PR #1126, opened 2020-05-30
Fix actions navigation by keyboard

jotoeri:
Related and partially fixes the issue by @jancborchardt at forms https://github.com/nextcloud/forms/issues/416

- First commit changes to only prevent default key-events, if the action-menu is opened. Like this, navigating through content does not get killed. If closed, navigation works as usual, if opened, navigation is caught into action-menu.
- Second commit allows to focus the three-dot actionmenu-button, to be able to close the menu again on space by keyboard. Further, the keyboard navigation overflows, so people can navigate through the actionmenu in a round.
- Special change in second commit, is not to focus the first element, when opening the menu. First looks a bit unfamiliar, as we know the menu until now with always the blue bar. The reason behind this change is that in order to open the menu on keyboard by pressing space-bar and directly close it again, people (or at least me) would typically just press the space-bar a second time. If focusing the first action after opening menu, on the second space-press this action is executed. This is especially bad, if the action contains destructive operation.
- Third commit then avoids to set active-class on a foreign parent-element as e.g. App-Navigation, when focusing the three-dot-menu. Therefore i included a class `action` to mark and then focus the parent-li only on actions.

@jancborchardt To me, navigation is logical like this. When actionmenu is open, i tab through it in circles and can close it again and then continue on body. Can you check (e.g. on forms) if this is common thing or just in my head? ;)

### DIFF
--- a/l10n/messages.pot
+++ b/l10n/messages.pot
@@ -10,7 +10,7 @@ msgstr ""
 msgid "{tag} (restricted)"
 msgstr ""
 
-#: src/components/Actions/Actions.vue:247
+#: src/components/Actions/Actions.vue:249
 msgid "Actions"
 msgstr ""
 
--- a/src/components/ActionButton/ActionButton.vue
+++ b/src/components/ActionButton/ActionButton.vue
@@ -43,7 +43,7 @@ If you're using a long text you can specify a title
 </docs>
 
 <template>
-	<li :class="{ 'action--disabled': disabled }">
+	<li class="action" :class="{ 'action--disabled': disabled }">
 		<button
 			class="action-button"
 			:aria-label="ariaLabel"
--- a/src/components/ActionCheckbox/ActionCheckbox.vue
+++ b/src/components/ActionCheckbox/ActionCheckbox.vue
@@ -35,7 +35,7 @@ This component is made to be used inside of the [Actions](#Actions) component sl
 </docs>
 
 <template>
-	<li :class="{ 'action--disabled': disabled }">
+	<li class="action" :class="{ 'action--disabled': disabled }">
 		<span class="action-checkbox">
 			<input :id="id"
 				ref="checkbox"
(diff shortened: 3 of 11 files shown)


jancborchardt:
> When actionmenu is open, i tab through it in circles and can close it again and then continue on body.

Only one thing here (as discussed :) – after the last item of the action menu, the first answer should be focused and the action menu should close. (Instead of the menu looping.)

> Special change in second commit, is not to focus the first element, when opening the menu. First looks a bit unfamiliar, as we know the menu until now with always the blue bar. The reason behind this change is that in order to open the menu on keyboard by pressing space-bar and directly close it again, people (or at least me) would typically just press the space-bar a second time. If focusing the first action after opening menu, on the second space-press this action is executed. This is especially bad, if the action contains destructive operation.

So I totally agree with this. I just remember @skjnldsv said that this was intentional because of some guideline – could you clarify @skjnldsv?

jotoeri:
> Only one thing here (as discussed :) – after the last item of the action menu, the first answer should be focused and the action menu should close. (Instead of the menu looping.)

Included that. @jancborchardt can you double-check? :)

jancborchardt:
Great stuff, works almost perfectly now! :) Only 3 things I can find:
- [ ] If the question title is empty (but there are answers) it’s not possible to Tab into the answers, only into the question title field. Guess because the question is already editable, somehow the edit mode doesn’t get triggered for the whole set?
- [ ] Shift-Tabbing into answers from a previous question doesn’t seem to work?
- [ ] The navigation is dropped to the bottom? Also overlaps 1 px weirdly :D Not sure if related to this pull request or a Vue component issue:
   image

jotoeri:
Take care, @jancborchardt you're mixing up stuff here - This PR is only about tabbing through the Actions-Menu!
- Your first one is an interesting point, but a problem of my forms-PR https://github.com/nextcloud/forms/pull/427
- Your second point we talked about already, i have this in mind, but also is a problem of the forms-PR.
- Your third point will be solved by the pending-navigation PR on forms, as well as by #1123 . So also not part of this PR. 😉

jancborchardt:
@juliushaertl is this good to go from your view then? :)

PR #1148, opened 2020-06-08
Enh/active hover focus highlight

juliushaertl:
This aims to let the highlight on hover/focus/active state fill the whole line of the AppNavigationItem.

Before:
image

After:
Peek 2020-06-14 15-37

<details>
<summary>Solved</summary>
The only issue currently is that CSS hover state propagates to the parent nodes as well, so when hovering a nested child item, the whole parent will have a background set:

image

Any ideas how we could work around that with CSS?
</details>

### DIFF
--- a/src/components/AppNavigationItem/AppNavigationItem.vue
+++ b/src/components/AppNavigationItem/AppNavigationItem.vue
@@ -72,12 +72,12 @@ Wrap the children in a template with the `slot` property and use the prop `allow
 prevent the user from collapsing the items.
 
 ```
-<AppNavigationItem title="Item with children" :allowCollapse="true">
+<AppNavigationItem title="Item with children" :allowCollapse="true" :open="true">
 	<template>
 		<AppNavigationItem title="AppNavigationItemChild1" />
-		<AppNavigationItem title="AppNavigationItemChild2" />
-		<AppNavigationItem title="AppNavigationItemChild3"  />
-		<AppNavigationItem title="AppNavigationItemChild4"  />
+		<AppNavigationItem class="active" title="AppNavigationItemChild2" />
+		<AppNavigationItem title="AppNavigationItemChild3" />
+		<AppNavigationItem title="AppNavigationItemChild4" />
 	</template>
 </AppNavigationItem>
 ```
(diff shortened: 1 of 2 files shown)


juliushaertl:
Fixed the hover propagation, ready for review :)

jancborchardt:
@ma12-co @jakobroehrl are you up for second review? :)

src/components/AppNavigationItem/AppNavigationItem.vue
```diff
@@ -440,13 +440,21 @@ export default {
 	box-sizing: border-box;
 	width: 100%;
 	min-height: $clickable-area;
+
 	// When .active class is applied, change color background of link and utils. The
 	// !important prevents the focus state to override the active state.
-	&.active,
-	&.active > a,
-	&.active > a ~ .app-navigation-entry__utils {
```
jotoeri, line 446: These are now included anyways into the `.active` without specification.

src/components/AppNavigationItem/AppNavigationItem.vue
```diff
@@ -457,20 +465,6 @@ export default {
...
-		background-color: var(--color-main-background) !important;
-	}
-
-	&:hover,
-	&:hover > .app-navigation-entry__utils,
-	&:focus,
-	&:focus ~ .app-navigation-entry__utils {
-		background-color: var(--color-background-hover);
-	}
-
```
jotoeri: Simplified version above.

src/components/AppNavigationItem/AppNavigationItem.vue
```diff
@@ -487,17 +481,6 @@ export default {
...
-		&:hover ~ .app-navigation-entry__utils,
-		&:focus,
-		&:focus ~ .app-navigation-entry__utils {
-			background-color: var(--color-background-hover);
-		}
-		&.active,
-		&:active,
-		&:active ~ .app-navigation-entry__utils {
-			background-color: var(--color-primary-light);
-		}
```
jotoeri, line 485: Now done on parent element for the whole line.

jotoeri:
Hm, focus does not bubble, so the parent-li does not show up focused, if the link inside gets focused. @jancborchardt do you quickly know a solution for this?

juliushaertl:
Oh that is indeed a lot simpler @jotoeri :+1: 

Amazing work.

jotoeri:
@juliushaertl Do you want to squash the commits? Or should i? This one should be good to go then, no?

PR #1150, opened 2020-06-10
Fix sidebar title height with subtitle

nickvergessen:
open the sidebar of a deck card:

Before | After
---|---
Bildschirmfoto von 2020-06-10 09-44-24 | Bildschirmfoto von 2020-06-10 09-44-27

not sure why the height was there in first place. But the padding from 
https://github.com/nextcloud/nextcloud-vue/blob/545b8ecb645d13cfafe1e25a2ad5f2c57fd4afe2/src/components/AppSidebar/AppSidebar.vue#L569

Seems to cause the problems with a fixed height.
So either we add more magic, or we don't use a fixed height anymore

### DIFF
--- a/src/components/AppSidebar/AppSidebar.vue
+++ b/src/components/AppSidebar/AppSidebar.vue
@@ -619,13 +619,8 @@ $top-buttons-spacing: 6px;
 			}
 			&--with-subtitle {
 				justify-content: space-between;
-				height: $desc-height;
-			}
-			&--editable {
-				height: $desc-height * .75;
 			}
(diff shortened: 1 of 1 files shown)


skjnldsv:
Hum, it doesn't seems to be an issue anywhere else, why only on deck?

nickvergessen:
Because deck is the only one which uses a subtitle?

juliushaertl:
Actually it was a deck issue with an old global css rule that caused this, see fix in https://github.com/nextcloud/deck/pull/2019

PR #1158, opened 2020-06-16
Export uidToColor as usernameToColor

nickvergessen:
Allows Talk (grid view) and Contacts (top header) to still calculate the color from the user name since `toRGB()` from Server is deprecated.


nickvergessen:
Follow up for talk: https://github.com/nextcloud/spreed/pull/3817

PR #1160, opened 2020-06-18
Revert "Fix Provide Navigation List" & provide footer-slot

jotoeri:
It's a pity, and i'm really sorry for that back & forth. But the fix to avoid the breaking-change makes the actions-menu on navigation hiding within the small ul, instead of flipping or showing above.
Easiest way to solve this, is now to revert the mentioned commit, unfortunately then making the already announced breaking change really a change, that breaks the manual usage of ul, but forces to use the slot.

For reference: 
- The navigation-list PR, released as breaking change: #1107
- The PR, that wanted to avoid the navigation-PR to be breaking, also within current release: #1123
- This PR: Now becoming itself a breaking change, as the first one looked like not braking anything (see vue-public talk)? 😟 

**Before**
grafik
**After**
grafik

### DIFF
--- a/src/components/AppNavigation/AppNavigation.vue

══════

Exercise requirements
I would like you to report every line in the listing above that contains "skjnldsv".

Solved problem
So I totally agree with this. I just remember @skjnldsv said that this was intentional because of some guideline – could you clarify @skjnldsv?
skjnldsv:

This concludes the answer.